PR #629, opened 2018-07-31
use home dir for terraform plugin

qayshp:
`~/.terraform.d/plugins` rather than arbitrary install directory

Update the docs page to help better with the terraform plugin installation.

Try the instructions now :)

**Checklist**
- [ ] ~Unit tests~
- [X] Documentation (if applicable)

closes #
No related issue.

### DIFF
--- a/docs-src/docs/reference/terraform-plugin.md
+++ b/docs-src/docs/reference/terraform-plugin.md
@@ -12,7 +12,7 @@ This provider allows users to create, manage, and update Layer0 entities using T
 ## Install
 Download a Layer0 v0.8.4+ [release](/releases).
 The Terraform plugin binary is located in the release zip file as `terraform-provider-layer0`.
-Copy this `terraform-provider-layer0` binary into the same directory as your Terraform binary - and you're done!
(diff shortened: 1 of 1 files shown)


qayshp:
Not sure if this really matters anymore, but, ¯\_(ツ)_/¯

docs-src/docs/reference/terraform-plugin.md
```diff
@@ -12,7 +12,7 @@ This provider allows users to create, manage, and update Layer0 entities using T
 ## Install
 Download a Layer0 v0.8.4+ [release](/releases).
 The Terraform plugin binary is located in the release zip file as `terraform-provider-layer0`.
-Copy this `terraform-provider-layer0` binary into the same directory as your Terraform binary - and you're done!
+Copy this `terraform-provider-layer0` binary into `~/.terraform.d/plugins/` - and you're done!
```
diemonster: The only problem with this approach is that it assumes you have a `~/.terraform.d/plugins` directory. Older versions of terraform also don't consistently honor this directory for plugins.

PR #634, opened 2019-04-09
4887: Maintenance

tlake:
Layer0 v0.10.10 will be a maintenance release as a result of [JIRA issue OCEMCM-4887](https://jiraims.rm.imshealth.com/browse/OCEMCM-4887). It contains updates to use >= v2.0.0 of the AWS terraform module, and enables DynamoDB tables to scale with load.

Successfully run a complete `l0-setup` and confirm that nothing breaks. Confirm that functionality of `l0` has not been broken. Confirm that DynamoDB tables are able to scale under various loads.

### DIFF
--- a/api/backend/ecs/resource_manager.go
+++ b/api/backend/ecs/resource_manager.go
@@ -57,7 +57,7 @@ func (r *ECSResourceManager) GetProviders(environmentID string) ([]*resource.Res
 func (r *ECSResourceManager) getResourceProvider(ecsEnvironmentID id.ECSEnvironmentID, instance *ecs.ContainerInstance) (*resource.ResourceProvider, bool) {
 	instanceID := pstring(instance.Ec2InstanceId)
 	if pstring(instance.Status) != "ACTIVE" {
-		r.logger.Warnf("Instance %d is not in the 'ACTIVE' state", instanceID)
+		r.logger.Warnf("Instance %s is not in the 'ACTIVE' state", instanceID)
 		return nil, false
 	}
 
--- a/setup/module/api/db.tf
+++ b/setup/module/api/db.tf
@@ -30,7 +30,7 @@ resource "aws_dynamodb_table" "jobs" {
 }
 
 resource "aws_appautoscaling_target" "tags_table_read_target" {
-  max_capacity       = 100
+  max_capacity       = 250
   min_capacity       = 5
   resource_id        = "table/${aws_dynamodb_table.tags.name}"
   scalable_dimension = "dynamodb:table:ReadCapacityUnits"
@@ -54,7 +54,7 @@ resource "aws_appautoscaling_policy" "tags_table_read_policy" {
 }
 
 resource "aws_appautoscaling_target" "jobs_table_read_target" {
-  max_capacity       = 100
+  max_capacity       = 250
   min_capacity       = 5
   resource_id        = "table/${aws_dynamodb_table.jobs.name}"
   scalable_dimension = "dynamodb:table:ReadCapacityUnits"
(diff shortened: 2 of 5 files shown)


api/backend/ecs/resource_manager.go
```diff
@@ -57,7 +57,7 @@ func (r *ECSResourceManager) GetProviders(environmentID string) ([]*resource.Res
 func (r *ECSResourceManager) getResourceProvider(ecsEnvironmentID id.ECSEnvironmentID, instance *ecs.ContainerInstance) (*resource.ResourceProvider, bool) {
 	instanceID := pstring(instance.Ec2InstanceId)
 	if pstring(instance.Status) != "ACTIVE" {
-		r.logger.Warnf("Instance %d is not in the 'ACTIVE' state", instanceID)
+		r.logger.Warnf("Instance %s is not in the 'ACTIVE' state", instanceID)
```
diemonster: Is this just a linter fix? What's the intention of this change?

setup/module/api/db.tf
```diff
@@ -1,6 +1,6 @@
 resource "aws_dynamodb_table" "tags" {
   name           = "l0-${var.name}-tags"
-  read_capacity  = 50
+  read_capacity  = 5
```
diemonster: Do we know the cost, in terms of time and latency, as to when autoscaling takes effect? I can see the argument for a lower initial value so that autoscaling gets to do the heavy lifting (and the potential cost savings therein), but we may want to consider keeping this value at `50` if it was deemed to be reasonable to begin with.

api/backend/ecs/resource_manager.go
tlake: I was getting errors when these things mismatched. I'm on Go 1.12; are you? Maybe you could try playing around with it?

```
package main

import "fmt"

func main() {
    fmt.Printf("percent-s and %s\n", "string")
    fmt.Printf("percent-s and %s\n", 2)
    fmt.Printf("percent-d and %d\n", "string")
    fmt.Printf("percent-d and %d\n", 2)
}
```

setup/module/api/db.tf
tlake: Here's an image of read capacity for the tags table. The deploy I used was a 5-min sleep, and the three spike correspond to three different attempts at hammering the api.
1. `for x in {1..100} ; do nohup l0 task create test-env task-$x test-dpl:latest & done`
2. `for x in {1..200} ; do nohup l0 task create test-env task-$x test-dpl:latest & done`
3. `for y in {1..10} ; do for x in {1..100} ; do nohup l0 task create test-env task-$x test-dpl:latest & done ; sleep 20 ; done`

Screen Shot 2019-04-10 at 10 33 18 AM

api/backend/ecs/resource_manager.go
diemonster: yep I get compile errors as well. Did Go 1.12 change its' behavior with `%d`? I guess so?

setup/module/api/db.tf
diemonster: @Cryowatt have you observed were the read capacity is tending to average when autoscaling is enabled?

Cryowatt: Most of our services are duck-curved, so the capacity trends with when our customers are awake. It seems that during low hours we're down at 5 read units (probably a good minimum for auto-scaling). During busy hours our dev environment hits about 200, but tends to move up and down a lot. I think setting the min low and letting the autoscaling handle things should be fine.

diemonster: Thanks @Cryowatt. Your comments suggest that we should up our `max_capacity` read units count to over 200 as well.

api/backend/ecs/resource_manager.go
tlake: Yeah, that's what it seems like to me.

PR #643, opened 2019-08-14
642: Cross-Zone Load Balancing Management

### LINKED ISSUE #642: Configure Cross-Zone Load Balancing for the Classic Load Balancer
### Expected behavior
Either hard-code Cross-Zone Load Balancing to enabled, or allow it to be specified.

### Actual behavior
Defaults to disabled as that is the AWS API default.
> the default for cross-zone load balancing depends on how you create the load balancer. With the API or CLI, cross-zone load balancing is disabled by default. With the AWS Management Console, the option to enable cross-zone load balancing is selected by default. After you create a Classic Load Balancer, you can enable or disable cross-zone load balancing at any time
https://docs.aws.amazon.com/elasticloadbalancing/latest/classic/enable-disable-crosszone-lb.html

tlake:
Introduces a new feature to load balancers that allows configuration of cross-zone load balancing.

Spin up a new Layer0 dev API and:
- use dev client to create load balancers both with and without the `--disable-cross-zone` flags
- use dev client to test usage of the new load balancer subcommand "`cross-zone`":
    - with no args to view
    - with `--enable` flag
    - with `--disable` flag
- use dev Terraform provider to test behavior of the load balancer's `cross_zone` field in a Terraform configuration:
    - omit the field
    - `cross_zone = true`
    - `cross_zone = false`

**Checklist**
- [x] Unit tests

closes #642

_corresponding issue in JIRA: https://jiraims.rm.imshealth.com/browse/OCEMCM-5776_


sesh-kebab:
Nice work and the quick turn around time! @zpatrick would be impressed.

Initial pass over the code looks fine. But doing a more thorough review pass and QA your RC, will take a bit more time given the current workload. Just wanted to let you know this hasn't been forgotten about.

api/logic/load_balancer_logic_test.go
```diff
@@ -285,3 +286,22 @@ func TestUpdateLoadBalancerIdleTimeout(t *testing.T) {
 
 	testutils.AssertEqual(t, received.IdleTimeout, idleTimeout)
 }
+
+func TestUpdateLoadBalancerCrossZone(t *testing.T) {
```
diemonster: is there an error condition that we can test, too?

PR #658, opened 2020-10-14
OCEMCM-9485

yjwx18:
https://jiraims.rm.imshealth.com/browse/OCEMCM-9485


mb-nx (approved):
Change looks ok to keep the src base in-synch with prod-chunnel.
========
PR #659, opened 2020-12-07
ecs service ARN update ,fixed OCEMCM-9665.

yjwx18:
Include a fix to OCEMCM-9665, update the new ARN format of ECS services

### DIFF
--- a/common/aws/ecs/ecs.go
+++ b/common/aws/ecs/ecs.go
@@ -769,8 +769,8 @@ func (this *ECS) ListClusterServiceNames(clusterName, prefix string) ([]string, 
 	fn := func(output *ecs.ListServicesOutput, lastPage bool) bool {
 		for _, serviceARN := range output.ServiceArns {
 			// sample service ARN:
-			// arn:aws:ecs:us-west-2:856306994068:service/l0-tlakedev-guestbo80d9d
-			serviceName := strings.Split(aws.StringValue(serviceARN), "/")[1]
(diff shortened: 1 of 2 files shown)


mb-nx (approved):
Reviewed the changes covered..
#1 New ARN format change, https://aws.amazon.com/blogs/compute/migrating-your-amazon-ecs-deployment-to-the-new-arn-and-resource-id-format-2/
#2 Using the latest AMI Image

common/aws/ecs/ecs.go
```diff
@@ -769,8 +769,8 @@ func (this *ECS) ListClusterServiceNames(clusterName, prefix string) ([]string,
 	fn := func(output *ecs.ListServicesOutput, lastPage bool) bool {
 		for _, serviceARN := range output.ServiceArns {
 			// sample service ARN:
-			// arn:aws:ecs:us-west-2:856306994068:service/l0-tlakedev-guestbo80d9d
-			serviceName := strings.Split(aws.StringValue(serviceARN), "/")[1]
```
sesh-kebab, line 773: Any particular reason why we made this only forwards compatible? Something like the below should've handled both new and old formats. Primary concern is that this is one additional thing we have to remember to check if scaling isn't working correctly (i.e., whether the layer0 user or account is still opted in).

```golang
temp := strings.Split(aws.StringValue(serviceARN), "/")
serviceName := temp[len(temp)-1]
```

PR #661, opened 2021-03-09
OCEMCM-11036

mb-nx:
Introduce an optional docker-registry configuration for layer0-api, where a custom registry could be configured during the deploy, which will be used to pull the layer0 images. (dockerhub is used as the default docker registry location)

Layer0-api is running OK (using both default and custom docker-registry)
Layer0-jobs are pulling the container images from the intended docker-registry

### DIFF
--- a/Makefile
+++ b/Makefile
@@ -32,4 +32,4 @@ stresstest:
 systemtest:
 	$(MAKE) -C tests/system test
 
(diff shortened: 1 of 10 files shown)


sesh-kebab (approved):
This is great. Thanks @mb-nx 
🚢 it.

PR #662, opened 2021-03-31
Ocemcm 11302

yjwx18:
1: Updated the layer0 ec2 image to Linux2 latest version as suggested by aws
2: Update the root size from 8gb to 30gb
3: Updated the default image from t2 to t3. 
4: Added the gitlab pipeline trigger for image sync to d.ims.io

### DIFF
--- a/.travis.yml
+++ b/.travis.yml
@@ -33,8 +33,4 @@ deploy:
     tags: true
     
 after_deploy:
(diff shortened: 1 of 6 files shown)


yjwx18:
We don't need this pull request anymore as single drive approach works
========
Match on "default" and copy out every line of the entries that contains it.

→ Response to the task
Defaults to disabled as that is the AWS API default.
> the default for cross-zone load balancing depends on how you create the load balancer. With the API or CLI, cross-zone load balancing is disabled by default. With the AWS Management Console, the option to enable cross-zone load balancing is selected by default. After you create a Classic Load Balancer, you can enable or disable cross-zone load balancing at any time
Introduce an optional docker-registry configuration for layer0-api, where a custom registry could be configured during the deploy, which will be used to pull the layer0 images. (dockerhub is used as the default docker registry location)
Layer0-api is running OK (using both default and custom docker-registry)
3: Updated the default image from t2 to t3. 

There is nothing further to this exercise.